Cast members are stored per production. To use the same character in a different show, add them again in that show's cast bible. Voice assignments (ElevenLabs voice IDs) are portable since they reference the same voice catalog.

AI script writing

Which AI services does flexVox support for script writing?

OpenAI (GPT-4o) and Anthropic (Claude). Set up your API key in Settings under AI Script Writing. Switch between providers at any time.

Can I use my own AI tool instead?

Yes. The AI Prompt Sheet has Copy to Clipboard. Paste it into ChatGPT, Claude, or any other tool, then paste the generated script back into flexVox.

How much does AI script generation cost?

The app shows an estimated cost before generation based on your prompt length and selected provider.

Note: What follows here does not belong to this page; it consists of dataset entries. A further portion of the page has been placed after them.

PR #218, opened 2020-12-03
Syntax Highlighting specific for PureScript

andys8:
I started adding specific syntax for PureScript.

The intention was to avoid having the same color in the module and import line. The change for operator/backtick doesn't actually change the color, but is semantically right.

## Syntax Variables

The names are taken from [gruvbox](https://github.com/morhetz/gruvbox/blob/040138616bec342d5ea94d4db296f8ddca17007a/colors/gruvbox.vim#L1218-L1233
).

### Used

* purescriptModuleKeyword
* purescriptImportKeyword
* purescriptHidingKeyword
* purescriptAsKeyword
* purescriptOperator
* purescriptBacktick

### Unused

* purescriptStructure
* purescriptModuleName
* purescriptWhere
* purescriptDelimiter
* purescriptType
* purescriptTypeVar
* purescriptConstructor
* purescriptFunction
* purescriptConditional

## Screenshot

image

### DIFF
--- a/after/syntax/purescript.vim
+++ b/after/syntax/purescript.vim
@@ -1,0 +1,9 @@
+if dracula#should_abort('purescript')
+    finish
+endif
+
+hi! link purescriptModule Type
+hi! link purescriptImport DraculaCyan
+hi! link purescriptImportAs DraculaCyan
+hi! link purescriptOperator Operator
+hi! link purescriptBacktick Operator


dsifford:
Thanks @andys8!

Looks good so far. Low on time at the moment, but just quickly make sure the changes conform to the [spec](https://spec.draculatheme.com) as best as you can and either me or @benknoble will get this merged. :+1:

benknoble:
I haven't checked the spec matching. I was going to compare this to the Haskell highlighting, but the default Haskell highlighting must be pretty poor because it's not very good (I know not all of the names make sense, but I do know the syntaxes are similar enough to be comparable):

Capture d’écran 2020-12-05 à 13 48 00

So, sounds good to me. But if you have recommendations for Haskell syntax, or there are changes that would be good to make here, let me/us know!

benknoble:
Oof, looks like we dropped the ball on this one. Have we got any comparisons of this PR with the spec?

andys8:
Initially I thought it was a good idea to not have the same color for import lines (see screenshot). Not sure if this is okay with the spec.

What's the best to progress? Should Haskell be used for comparison?

benknoble:
No, I would stick with the spec; anything subjective we can discuss here (with screenshots, preferably).

andys8:
So, comparing with Haskell, Elm or Reason won't work, because there is these languages are all missing. I tried to start from scratch. I didn't understand the spec for my questions. So I did compare with typescript and tried to make it look similar.

## Before

image


## After

image

```
if dracula#should_abort('purescript')
    finish
endif

hi! link purescriptModule Type
hi! link purescriptImport DraculaYellow
hi! link purescriptImportAs DraculaCyan
hi! link purescriptOperator Operator
hi! link purescriptBacktick Operator
```

benknoble:
It does look a lot better… and the spec doesn't say much about imports, except at the end.

I am concerned about all that Yellow. It's a bit much for me. I would almost rather it be the Pink/Magenta color; honestly, I think I'm going to have to leave this to @dsifford to make the call. Improvements are great, but there's a fine line between works and works for everyone. And there's always the option to customize yourself (`:help dracula-customization`)

andys8:
Yeah, it looks yellow now, but that's what the reference (TypeScript) is using for whatever you are importing from.

I'm also fine with either way. Used PureScript and dracula long enough without any `syntax/purescript.vim` file, too ;)

benknoble:
pinging @dsifford again for review on this.

dsifford:
I don't have super strong feelings on this, but I do sort of tend to agree with @benknoble. The reason why the typescript imports are yellow is because the yellow part is literally just a string, which are yellow per the spec. 

The purescript imports are a bit muddier there because I assume they refer to a namespace or something?

Regardless, I don't personally use purescript so this change would have no impact on me personally. So if this is something that is preventing you from being productive, then I'd be fine with merging at least until other users complain about it.

andys8:
Oh, I see. Semantically in TypeScript this is a string to identify a module, and this might not be the best reference.

I'd then go with what `Haskell` is doing, which might be the better example.

#### Haskell
image

I then adapt it to use `cyan` for module names.

#### PureScript
image

dsifford:
Cool, let's go with that

dangtransontung:
How can I build 1 for .cpp and .c file?

benknoble:
@dangtransontung your question is not clear. One what? Did you mean to open new issue?

If you mean to customize C and C++ highlighting, you'll want to use `after/syntax/c.vim` and `after/syntax/cpp.vim`.

dangtransontung:
> @dangtransontung your question is not clear. One what? Did you mean to open new issue?
> 
> If you mean to customize C and C++ highlighting, you'll want to use `after/syntax/c.vim` and `after/syntax/cpp.vim`.

@benknoble Yes. that's what I mean because I cannot find c.vim and cpp.vim in after/syntax. Where should I find them or How can I write them? Do I need to purchase PRO edition to find the guide on writing them?

benknoble:
No need to purchase them. You can create them. You can either do it in your personal vim directory, or if you think it's useful to others, open a PR here. I recommend that if you do a PR here you follow the existing style in other such files.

Costs depend on your provider's pricing. flexVox itself charges nothing for this feature — you pay your AI provider directly.

Privacy & security

How is my API key stored?

In the iOS Keychain — the same secure storage the operating system uses for passwords. It is never written to a plain file or sent anywhere other than the ElevenLabs API.

Does flexVox collect any data?

No analytics frameworks, tracking SDKs, or server-side data collection. Your scripts, audio files, and projects stay on your device. The only network calls are to ElevenLabs (audio) and your AI provider of choice (script writing).